BRIEF = Output the entries that follow, word for word.

Dataset entries =
--------------------------------------------------

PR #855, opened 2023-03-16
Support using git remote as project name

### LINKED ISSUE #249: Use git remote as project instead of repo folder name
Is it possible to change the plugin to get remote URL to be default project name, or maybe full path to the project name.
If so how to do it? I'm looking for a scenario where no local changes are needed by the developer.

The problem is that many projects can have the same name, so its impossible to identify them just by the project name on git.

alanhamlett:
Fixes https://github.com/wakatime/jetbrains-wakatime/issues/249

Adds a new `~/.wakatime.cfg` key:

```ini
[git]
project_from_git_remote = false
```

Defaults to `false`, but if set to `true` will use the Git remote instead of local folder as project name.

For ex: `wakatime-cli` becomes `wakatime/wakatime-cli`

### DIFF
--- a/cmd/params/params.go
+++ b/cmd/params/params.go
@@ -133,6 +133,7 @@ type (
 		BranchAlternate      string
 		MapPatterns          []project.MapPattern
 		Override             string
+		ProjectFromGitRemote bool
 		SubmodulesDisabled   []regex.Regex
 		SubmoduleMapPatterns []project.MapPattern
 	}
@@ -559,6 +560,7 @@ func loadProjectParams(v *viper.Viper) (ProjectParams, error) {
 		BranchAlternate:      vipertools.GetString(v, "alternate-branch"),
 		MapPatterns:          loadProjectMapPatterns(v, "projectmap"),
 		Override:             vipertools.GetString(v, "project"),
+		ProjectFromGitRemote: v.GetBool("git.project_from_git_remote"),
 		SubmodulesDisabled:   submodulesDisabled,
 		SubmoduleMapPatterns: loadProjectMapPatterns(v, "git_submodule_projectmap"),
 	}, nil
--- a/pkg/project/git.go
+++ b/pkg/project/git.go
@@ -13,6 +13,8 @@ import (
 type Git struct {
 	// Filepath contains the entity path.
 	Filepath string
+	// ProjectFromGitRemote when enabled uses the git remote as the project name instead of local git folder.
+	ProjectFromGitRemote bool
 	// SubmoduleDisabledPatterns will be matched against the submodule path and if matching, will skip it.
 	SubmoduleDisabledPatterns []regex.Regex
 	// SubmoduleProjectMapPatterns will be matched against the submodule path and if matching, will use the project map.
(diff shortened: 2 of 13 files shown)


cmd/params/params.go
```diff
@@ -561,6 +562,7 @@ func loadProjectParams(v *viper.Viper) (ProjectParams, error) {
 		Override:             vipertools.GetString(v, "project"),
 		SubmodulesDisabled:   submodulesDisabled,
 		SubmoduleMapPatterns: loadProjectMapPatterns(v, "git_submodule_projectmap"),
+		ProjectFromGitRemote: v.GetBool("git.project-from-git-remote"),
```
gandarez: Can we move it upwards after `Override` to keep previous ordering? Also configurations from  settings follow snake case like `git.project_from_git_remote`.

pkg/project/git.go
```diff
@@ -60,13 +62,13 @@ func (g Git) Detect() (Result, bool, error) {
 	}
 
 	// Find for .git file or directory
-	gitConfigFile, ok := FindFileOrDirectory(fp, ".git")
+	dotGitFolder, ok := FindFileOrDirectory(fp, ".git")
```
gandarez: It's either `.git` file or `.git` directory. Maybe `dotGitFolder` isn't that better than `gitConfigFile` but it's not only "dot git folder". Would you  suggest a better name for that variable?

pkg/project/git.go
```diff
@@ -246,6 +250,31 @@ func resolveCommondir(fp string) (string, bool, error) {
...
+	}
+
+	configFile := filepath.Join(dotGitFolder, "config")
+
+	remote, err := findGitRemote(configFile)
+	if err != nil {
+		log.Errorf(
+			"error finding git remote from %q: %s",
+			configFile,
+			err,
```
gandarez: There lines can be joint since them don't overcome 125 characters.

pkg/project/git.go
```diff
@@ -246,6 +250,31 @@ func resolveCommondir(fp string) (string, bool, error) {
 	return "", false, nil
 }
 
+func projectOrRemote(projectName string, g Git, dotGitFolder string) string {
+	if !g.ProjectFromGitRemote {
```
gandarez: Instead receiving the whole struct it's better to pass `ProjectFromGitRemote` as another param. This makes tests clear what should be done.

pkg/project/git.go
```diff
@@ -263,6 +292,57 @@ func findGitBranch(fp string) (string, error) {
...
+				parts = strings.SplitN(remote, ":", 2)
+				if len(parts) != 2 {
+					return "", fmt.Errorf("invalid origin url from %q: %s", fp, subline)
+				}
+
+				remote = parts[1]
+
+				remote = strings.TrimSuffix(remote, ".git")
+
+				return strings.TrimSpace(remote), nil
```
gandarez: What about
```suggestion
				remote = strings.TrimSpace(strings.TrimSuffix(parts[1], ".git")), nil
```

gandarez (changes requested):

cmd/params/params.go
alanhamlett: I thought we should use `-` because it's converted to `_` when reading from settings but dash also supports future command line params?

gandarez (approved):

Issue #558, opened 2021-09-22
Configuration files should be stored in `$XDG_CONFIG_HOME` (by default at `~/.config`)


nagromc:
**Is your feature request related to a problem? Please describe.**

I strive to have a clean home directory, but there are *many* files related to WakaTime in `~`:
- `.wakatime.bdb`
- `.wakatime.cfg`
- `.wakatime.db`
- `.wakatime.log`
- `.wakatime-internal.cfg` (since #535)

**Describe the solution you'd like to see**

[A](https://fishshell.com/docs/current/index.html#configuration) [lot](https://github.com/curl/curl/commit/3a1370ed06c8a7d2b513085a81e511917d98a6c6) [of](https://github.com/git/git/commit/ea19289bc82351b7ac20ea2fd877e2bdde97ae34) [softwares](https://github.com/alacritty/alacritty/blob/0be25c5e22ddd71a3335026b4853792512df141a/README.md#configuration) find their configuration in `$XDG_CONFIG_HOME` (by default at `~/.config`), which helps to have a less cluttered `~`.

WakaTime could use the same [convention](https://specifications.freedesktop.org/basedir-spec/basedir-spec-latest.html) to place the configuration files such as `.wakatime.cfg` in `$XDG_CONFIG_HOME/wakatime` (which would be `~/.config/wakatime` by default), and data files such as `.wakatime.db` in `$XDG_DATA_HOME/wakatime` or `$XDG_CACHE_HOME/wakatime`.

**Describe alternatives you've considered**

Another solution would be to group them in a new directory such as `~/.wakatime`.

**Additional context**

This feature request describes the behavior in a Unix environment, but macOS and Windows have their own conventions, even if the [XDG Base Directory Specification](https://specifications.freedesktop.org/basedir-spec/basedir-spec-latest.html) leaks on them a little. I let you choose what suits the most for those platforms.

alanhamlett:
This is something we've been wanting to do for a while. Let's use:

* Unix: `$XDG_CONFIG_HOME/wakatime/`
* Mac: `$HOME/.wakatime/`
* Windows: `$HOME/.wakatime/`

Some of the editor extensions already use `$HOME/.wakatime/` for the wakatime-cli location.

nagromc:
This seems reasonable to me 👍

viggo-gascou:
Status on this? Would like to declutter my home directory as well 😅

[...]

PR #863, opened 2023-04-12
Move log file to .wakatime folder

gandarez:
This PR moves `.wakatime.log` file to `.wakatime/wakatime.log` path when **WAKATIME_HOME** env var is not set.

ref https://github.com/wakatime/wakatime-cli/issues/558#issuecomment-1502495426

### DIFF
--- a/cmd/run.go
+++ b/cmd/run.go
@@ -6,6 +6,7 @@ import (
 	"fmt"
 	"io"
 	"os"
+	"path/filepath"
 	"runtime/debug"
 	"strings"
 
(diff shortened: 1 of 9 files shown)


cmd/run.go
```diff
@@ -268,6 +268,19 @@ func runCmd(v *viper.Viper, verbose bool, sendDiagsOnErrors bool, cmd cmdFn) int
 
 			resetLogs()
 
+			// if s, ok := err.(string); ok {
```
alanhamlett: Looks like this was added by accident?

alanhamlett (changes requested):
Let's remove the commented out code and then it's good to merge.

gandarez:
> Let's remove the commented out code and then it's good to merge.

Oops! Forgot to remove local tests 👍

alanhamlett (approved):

--------------------------------------------------

EXERCISE RESPONSE =
PR #855, opened 2023-03-16
Support using git remote as project name

### LINKED ISSUE #249: Use git remote as project instead of repo folder name
Is it possible to change the plugin to get remote URL to be default project name, or maybe full path to the project name.
If so how to do it? I'm looking for a scenario where no local changes are needed by the developer.

The problem is that many projects can have the same name, so its impossible to identify them just by the project name on git.

alanhamlett:
Fixes https://github.com/wakatime/jetbrains-wakatime/issues/249

Adds a new `~/.wakatime.cfg` key:

```ini
[git]
project_from_git_remote = false
```

Defaults to `false`, but if set to `true` will use the Git remote instead of local folder as project name.

For ex: `wakatime-cli` becomes `wakatime/wakatime-cli`

### DIFF
--- a/cmd/params/params.go
+++ b/cmd/params/params.go
@@ -133,6 +133,7 @@ type (
 		BranchAlternate      string
 		MapPatterns          []project.MapPattern
 		Override             string
+		ProjectFromGitRemote bool
 		SubmodulesDisabled   []regex.Regex
 		SubmoduleMapPatterns []project.MapPattern
 	}
@@ -559,6 +560,7 @@ func loadProjectParams(v *viper.Viper) (ProjectParams, error) {
 		BranchAlternate:      vipertools.GetString(v, "alternate-branch"),
 		MapPatterns:          loadProjectMapPatterns(v, "projectmap"),
 		Override:             vipertools.GetString(v, "project"),
+		ProjectFromGitRemote: v.GetBool("git.project_from_git_remote"),
 		SubmodulesDisabled:   submodulesDisabled,
 		SubmoduleMapPatterns: loadProjectMapPatterns(v, "git_submodule_projectmap"),
 	}, nil
--- a/pkg/project/git.go
+++ b/pkg/project/git.go
@@ -13,6 +13,8 @@ import (
 type Git struct {
 	// Filepath contains the entity path.
 	Filepath string
+	// ProjectFromGitRemote when enabled uses the git remote as the project name instead of local git folder.
+	ProjectFromGitRemote bool
 	// SubmoduleDisabledPatterns will be matched against the submodule path and if matching, will skip it.
 	SubmoduleDisabledPatterns []regex.Regex
 	// SubmoduleProjectMapPatterns will be matched against the submodule path and if matching, will use the project map.
(diff shortened: 2 of 13 files shown)


cmd/params/params.go
```diff
@@ -561,6 +562,7 @@ func loadProjectParams(v *viper.Viper) (ProjectParams, error) {
 		Override:             vipertools.GetString(v, "project"),
 		SubmodulesDisabled:   submodulesDisabled,
 		SubmoduleMapPatterns: loadProjectMapPatterns(v, "git_submodule_projectmap"),
+		ProjectFromGitRemote: v.GetBool("git.project-from-git-remote"),
```
gandarez: Can we move it upwards after `Override` to keep previous ordering? Also configurations from  settings follow snake case like `git.project_from_git_remote`.

pkg/project/git.go
```diff
@@ -60,13 +62,13 @@ func (g Git) Detect() (Result, bool, error) {
 	}
 
 	// Find for .git file or directory
-	gitConfigFile, ok := FindFileOrDirectory(fp, ".git")
+	dotGitFolder, ok := FindFileOrDirectory(fp, ".git")
```
gandarez: It's either `.git` file or `.git` directory. Maybe `dotGitFolder` isn't that better than `gitConfigFile` but it's not only "dot git folder". Would you  suggest a better name for that variable?

pkg/project/git.go
```diff
@@ -246,6 +250,31 @@ func resolveCommondir(fp string) (string, bool, error) {
...
+	}
+
+	configFile := filepath.Join(dotGitFolder, "config")
+
+	remote, err := findGitRemote(configFile)
+	if err != nil {
+		log.Errorf(
+			"error finding git remote from %q: %s",
+			configFile,
+			err,
```
gandarez: There lines can be joint since them don't overcome 125 characters.

pkg/project/git.go
```diff
@@ -246,6 +250,31 @@ func resolveCommondir(fp string) (string, bool, error) {
 	return "", false, nil
 }
 
+func projectOrRemote(projectName string, g Git, dotGitFolder string) string {
+	if !g.ProjectFromGitRemote {
```
gandarez: Instead receiving the whole struct it's better to pass `ProjectFromGitRemote` as another param. This makes tests clear what should be done.

pkg/project/git.go
```diff
@@ -263,6 +292,57 @@ func findGitBranch(fp string) (string, error) {
...
+				parts = strings.SplitN(remote, ":", 2)
+				if len(parts) != 2 {
+					return "", fmt.Errorf("invalid origin url from %q: %s", fp, subline)
+				}
+
+				remote = parts[1]
+
+				remote = strings.TrimSuffix(remote, ".git")
+
+				return strings.TrimSpace(remote), nil
```
gandarez: What about
```suggestion
				remote = strings.TrimSpace(strings.TrimSuffix(parts[1], ".git")), nil
```

gandarez (changes requested):

cmd/params/params.go
alanhamlett: I thought we should use `-` because it's converted to `_` when reading from settings but dash also supports future command line params?

gandarez (approved):

Issue #558, opened 2021-09-22
Configuration files should be stored in `$XDG_CONFIG_HOME` (by default at `~/.config`)


nagromc:
**Is your feature request related to a problem? Please describe.**

I strive to have a clean home directory, but there are *many* files related to WakaTime in `~`:
- `.wakatime.bdb`
- `.wakatime.cfg`
- `.wakatime.db`
- `.wakatime.log`
- `.wakatime-internal.cfg` (since #535)

**Describe the solution you'd like to see**

[A](https://fishshell.com/docs/current/index.html#configuration) [lot](https://github.com/curl/curl/commit/3a1370ed06c8a7d2b513085a81e511917d98a6c6) [of](https://github.com/git/git/commit/ea19289bc82351b7ac20ea2fd877e2bdde97ae34) [softwares](https://github.com/alacritty/alacritty/blob/0be25c5e22ddd71a3335026b4853792512df141a/README.md#configuration) find their configuration in `$XDG_CONFIG_HOME` (by default at `~/.config`), which helps to have a less cluttered `~`.

WakaTime could use the same [convention](https://specifications.freedesktop.org/basedir-spec/basedir-spec-latest.html) to place the configuration files such as `.wakatime.cfg` in `$XDG_CONFIG_HOME/wakatime` (which would be `~/.config/wakatime` by default), and data files such as `.wakatime.db` in `$XDG_DATA_HOME/wakatime` or `$XDG_CACHE_HOME/wakatime`.

**Describe alternatives you've considered**

Another solution would be to group them in a new directory such as `~/.wakatime`.

**Additional context**

This feature request describes the behavior in a Unix environment, but macOS and Windows have their own conventions, even if the [XDG Base Directory Specification](https://specifications.freedesktop.org/basedir-spec/basedir-spec-latest.html) leaks on them a little. I let you choose what suits the most for those platforms.

alanhamlett:
This is something we've been wanting to do for a while. Let's use:

* Unix: `$XDG_CONFIG_HOME/wakatime/`
* Mac: `$HOME/.wakatime/`
* Windows: `$HOME/.wakatime/`

Some of the editor extensions already use `$HOME/.wakatime/` for the wakatime-cli location.

nagromc:
This seems reasonable to me 👍

viggo-gascou:
Status on this? Would like to declutter my home directory as well 😅

[...]

PR #863, opened 2023-04-12
Move log file to .wakatime folder

gandarez:
This PR moves `.wakatime.log` file to `.wakatime/wakatime.log` path when **WAKATIME_HOME** env var is not set.

ref https://github.com/wakatime/wakatime-cli/issues/558#issuecomment-1502495426

### DIFF
--- a/cmd/run.go
+++ b/cmd/run.go
@@ -6,6 +6,7 @@ import (
 	"fmt"
 	"io"
 	"os"
+	"path/filepath"
 	"runtime/debug"
 	"strings"
 
(diff shortened: 1 of 9 files shown)


cmd/run.go
```diff
@@ -268,6 +268,19 @@ func runCmd(v *viper.Viper, verbose bool, sendDiagsOnErrors bool, cmd cmdFn) int
 
 			resetLogs()
 
+			// if s, ok := err.(string); ok {
```
alanhamlett: Looks like this was added by accident?

alanhamlett (changes requested):
Let's remove the commented out code and then it's good to merge.

gandarez:
> Let's remove the commented out code and then it's good to merge.

Oops! Forgot to remove local tests 👍

alanhamlett (approved):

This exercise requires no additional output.